(DATA FOR ANALYSIS Opens)
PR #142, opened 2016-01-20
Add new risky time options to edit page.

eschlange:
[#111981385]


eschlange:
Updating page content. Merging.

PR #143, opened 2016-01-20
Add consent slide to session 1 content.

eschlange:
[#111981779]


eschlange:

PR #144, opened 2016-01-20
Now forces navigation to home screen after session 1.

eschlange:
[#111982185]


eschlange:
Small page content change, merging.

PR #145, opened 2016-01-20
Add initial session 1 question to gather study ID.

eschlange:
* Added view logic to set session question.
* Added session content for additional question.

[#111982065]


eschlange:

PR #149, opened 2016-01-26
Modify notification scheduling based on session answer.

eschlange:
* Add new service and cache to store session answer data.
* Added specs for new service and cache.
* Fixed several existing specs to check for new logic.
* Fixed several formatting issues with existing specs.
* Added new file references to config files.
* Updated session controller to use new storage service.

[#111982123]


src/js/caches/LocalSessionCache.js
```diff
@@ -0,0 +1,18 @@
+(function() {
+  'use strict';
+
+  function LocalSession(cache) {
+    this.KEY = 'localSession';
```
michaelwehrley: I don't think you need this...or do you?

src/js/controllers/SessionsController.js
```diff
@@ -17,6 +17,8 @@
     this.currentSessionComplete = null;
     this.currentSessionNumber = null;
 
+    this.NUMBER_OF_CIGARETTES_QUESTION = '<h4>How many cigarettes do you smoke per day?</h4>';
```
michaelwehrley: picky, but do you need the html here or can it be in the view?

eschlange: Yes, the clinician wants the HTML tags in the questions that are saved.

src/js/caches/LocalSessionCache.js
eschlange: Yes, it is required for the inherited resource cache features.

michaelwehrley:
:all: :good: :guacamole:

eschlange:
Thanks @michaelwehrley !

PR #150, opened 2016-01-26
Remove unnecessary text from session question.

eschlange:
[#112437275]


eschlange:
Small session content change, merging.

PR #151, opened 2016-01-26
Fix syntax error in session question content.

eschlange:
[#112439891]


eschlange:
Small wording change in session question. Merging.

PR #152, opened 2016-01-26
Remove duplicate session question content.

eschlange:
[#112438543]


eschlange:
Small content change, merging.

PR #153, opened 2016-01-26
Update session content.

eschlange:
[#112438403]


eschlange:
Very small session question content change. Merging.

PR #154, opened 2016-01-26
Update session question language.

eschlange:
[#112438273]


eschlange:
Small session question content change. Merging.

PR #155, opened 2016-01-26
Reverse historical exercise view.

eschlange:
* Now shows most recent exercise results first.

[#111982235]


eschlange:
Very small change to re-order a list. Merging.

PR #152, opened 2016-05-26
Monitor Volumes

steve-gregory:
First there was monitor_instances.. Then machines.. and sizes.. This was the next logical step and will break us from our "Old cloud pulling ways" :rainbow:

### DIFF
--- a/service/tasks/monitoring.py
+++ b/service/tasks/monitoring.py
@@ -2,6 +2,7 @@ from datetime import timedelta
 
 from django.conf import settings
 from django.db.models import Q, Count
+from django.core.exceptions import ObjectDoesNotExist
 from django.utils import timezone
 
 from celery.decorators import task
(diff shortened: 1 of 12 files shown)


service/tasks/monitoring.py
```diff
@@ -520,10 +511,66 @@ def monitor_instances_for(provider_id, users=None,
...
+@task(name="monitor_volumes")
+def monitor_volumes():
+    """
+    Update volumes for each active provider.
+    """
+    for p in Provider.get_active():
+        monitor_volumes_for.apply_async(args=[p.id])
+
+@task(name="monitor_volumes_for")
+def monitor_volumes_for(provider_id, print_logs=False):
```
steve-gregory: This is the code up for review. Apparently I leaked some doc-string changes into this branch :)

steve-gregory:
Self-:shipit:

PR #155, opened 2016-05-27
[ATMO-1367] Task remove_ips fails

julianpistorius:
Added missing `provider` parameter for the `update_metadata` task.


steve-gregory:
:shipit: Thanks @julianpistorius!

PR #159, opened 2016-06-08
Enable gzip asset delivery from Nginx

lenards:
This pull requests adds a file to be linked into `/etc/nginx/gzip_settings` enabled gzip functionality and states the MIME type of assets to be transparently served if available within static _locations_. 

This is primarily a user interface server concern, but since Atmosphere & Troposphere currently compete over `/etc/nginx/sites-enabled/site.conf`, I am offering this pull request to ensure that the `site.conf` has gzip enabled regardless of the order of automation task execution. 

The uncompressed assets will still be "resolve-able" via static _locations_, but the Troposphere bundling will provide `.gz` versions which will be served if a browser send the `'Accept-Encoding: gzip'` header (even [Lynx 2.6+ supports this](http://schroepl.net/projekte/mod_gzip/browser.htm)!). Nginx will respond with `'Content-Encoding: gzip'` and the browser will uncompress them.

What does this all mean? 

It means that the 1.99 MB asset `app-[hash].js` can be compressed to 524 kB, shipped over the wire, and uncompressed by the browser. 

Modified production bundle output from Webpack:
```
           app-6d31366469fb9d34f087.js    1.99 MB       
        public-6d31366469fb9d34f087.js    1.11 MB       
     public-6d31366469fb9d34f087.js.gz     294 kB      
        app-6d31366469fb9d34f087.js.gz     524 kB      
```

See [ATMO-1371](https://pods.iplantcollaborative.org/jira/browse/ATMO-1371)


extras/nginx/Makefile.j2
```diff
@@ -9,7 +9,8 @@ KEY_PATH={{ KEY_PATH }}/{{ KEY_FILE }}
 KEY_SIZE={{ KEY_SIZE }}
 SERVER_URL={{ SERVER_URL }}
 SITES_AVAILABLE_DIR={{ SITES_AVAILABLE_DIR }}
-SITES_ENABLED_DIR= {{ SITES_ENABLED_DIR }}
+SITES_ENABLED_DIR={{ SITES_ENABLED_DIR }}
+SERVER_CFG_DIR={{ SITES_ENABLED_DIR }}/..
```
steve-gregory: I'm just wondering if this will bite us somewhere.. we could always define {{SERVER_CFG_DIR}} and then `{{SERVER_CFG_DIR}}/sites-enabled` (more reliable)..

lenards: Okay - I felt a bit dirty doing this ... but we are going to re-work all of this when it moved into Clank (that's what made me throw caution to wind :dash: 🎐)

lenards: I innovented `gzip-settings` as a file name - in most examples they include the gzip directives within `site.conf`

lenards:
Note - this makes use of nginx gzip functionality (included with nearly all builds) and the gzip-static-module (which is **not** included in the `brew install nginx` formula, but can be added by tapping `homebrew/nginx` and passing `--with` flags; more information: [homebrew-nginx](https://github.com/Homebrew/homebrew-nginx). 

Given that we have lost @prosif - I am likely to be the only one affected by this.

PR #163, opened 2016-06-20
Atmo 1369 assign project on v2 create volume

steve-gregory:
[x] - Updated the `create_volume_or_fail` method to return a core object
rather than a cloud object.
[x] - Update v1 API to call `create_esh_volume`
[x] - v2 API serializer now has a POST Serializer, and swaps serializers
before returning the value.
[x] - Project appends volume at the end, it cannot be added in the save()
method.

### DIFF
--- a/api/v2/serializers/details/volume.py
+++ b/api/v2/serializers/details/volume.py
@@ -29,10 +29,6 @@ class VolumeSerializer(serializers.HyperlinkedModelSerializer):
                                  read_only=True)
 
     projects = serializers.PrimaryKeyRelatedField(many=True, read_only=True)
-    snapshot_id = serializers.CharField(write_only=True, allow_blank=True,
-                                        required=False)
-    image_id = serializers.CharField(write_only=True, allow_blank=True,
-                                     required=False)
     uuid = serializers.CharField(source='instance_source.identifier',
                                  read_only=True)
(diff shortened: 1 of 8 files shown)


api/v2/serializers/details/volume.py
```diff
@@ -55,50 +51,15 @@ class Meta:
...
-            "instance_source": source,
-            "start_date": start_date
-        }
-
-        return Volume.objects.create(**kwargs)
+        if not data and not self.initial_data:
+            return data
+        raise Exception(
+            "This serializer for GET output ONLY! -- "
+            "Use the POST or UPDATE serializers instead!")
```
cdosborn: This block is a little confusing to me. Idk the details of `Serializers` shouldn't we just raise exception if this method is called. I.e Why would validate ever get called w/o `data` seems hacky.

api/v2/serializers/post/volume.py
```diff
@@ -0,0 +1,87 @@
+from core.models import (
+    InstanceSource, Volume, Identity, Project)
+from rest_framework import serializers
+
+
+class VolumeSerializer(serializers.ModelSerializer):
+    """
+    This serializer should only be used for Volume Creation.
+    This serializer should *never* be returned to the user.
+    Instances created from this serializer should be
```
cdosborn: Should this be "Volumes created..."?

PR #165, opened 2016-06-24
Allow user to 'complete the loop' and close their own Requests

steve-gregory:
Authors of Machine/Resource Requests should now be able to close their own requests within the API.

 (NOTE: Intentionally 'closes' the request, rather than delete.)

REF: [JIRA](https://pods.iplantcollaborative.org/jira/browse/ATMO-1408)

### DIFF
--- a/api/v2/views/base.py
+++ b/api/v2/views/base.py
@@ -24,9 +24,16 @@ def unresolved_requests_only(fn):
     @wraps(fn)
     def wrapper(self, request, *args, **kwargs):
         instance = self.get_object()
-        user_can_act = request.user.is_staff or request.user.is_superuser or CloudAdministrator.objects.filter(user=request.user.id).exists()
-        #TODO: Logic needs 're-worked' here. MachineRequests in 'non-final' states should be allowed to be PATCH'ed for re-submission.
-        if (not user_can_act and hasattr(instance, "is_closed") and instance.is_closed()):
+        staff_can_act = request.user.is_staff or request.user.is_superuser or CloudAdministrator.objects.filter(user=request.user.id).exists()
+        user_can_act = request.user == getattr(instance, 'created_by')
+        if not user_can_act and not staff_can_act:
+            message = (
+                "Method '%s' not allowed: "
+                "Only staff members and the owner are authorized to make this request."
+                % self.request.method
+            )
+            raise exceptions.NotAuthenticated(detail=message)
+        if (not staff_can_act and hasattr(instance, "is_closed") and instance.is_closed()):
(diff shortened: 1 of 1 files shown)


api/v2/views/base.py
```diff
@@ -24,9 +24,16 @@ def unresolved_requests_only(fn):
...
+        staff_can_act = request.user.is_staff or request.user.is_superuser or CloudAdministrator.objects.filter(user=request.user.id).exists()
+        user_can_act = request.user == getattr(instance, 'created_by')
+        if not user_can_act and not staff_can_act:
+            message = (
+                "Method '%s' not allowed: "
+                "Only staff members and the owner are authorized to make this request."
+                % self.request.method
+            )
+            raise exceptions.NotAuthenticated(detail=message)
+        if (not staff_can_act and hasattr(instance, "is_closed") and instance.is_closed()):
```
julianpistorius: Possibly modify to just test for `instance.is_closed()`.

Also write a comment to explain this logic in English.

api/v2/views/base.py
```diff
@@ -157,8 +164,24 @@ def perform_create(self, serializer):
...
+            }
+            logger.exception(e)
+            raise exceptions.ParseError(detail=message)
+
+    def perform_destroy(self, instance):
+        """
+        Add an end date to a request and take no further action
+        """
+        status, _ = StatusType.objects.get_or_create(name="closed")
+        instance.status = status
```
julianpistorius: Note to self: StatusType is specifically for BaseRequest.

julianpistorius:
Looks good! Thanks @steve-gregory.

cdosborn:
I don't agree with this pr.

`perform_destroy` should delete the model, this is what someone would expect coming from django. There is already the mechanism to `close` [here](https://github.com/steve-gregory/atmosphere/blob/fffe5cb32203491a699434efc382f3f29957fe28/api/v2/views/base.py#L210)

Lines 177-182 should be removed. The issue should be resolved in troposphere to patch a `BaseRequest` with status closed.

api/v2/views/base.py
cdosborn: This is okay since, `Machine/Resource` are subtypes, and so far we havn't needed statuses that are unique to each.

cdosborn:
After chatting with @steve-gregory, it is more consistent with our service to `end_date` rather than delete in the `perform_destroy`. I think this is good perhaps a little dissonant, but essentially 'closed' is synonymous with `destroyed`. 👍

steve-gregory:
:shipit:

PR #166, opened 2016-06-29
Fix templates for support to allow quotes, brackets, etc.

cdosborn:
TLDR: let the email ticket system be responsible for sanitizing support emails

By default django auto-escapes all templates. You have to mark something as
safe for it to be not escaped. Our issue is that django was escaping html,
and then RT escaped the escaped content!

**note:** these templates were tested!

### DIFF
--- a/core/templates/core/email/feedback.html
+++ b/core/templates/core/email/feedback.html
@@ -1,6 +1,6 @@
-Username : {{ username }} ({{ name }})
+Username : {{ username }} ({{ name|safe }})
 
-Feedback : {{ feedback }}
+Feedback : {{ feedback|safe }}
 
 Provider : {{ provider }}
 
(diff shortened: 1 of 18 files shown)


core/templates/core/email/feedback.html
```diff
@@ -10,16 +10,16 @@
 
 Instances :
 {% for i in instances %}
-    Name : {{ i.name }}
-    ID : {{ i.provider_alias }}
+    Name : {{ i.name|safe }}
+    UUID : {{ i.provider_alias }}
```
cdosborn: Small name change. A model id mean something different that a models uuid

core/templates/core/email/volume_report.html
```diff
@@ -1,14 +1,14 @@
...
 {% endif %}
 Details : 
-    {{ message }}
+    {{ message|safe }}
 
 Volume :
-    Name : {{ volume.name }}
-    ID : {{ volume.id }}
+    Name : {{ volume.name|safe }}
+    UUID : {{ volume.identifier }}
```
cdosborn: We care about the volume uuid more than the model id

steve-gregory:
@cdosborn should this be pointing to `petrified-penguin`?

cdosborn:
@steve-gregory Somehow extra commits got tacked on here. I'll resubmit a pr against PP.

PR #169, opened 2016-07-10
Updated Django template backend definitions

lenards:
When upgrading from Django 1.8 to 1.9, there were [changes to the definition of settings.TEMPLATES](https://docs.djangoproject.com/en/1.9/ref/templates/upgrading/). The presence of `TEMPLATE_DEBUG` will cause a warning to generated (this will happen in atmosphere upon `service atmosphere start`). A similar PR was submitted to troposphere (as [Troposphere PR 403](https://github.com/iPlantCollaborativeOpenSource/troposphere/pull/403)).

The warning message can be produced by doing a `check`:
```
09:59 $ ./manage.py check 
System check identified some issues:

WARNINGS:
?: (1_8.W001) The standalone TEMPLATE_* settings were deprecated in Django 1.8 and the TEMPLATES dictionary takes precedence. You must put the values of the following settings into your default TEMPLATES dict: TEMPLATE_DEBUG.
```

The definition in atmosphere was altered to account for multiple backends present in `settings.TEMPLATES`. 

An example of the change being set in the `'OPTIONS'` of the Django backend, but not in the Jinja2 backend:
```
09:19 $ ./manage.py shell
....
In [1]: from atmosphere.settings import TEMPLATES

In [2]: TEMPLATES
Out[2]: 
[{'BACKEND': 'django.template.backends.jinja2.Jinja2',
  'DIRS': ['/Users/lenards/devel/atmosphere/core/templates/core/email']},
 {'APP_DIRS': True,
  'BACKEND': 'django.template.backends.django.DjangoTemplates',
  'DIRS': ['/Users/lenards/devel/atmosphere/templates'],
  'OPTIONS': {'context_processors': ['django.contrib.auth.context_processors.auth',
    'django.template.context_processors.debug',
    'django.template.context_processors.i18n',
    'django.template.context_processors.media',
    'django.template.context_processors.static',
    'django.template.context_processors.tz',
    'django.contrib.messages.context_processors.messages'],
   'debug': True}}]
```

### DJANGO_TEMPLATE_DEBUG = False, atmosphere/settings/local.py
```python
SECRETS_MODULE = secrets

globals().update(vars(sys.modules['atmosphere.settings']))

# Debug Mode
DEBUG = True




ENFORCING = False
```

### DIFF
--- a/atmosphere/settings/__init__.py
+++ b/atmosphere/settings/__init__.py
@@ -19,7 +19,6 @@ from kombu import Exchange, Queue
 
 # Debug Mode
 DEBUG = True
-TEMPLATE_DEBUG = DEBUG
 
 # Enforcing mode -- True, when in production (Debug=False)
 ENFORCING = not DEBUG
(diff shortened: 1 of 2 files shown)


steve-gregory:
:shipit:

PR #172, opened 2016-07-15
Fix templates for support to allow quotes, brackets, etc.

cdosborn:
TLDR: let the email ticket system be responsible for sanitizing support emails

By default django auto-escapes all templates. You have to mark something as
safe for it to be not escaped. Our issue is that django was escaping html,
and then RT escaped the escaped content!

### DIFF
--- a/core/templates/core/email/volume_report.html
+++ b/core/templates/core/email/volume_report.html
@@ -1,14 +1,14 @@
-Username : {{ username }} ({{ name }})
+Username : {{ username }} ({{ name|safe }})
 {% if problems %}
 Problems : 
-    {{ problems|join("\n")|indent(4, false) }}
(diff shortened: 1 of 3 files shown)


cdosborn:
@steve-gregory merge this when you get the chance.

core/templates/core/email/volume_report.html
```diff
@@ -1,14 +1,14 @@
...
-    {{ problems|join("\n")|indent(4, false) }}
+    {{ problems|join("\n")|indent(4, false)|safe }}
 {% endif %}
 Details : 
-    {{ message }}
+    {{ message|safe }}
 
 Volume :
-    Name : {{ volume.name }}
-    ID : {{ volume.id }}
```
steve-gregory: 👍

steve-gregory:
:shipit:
(DATA FOR ANALYSIS Closes)
WHAT YOU SHOULD DO: For this listing, copy out every line that includes the word "most".

RESULT:
* Now shows most recent exercise results first.
lenards: I innovented `gzip-settings` as a file name - in most examples they include the gzip directives within `site.conf`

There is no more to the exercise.